BEGIN Source information
PR #295, opened 2023-01-27
[15.0][MIG] event_email_reminder: Migration to 15.0

victoralmau:
Migration to 15.0

Please @CarlosRoca13 and @pedrobaeza can you review it?

@Tecnativa TT41010


event_email_reminder/models/event.py
```diff
@@ -0,0 +1,73 @@
...
+
+from odoo import api, fields, models
+
+
+class EventEvent(models.Model):
+    _inherit = "event.event"
+
+    @api.model
+    def _send_event_template(self, events, template, partner_ids):
+        ctx = self.env.context.copy()
```
chienandalu: I wonder if this is really necessary. Wouldn't a regular dict be enough as `with_context` merges the updated keys with the current context already?

chienandalu (approved):
:+1:

chienandalu:
An icon upgrade would be nice :)

event_email_reminder/data/event_email_reminder_data.xml
```diff
@@ -1,52 +1,52 @@
...
+                </tr>
+        </table>
     </field>
     </record>
     <record id="ir_cron_event_email_reminder_action" model="ir.cron">
         <field name="name">Event Email Reminder</field>
         <field name="active" eval="True" />
         <field name="model_id" ref="event.model_event_event" />
-        <field name="code">model.run_event_email_reminder(7, False, False, None)</field>
+        <field name="code">model.run_event_email_reminder(7, False, None)</field>
```
pedrobaeza: You can separate this file by model: `ir_cron_data.xml` and `mail_template_data.xml`. About this cron, we are changing the behavior of the module: on previous version, "new" events were not included. Now, all the events are included. The change on the data model has been to have a flexible stage system, through a new model `event.stage`. I think you should include a flag in it to exclude or not from these notifications, and pre-mark as excluded the stage "New".

pedrobaeza (changes requested):

event_email_reminder/data/event_email_reminder_data.xml
victoralmau: Ok, changes done.

CarlosRoca13 (approved):

event_email_reminder/models/event_event.py
```diff
@@ -0,0 +1,77 @@
...
+        :param int template_id: id of a template or None.
+        :param list(int) partner_ids: list of IDs of the partners we
+          want to notify.
+        """
+        today = fields.Date.context_today(self)
+        limit_date = today + timedelta(days=days)
+        if draft_events:
+            domain = [("stage_id.exclude_from_email_reminder", "=", True)]
+        else:
+            domain = [("stage_id.exclude_from_email_reminder", "=", False)]
```
pedrobaeza:
```suggestion
            domain = []
```

pedrobaeza (approved):
/ocabot merge nobump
END Source information
Assignment: In how many lines of the records does the word "Migration" appear? Answer with the number only.

Your solution: 2